[Opening Dataset entries section]

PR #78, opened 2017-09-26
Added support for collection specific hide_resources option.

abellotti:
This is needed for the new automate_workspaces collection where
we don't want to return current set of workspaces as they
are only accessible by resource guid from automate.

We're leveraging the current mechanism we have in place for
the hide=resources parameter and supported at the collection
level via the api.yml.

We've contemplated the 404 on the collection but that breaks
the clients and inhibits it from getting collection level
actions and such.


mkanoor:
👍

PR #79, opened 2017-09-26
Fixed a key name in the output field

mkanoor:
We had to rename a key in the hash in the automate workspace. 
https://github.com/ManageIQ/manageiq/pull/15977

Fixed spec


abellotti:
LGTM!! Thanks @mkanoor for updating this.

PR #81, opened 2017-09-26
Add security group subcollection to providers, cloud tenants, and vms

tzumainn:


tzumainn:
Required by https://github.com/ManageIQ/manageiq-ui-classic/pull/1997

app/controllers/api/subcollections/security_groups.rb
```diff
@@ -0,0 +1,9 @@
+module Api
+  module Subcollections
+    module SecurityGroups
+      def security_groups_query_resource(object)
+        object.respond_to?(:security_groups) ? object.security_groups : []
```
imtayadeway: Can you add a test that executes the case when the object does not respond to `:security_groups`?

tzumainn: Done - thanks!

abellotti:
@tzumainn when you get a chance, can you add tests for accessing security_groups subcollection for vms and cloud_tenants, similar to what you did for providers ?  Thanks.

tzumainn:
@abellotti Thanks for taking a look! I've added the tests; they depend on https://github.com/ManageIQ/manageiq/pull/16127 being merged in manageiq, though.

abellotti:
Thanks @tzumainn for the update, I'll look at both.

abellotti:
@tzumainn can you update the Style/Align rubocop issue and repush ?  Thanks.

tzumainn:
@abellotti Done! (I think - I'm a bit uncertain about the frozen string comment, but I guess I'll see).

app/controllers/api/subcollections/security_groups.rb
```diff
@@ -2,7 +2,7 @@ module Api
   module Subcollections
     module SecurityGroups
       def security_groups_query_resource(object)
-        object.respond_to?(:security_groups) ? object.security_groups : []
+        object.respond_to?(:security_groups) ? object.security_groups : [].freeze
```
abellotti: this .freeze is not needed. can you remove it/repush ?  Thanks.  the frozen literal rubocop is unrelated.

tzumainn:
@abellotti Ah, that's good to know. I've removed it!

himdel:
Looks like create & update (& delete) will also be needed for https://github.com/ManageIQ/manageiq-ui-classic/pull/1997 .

[Closing Dataset entries section]

**What you are asked to do:**
Given the records above, restate word for word only the lines starting at the one with "This is needed" and ending at the one with "PR #81, opened 2017-09-26".

**Result of this task:**
This is needed for the new automate_workspaces collection where
we don't want to return current set of workspaces as they
are only accessible by resource guid from automate.

We're leveraging the current mechanism we have in place for
the hide=resources parameter and supported at the collection
level via the api.yml.

We've contemplated the 404 on the collection but that breaks
the clients and inhibits it from getting collection level
actions and such.


mkanoor:
👍

PR #79, opened 2017-09-26
Fixed a key name in the output field

mkanoor:
We had to rename a key in the hash in the automate workspace. 
https://github.com/ManageIQ/manageiq/pull/15977

Fixed spec


abellotti:
LGTM!! Thanks @mkanoor for updating this.

PR #81, opened 2017-09-26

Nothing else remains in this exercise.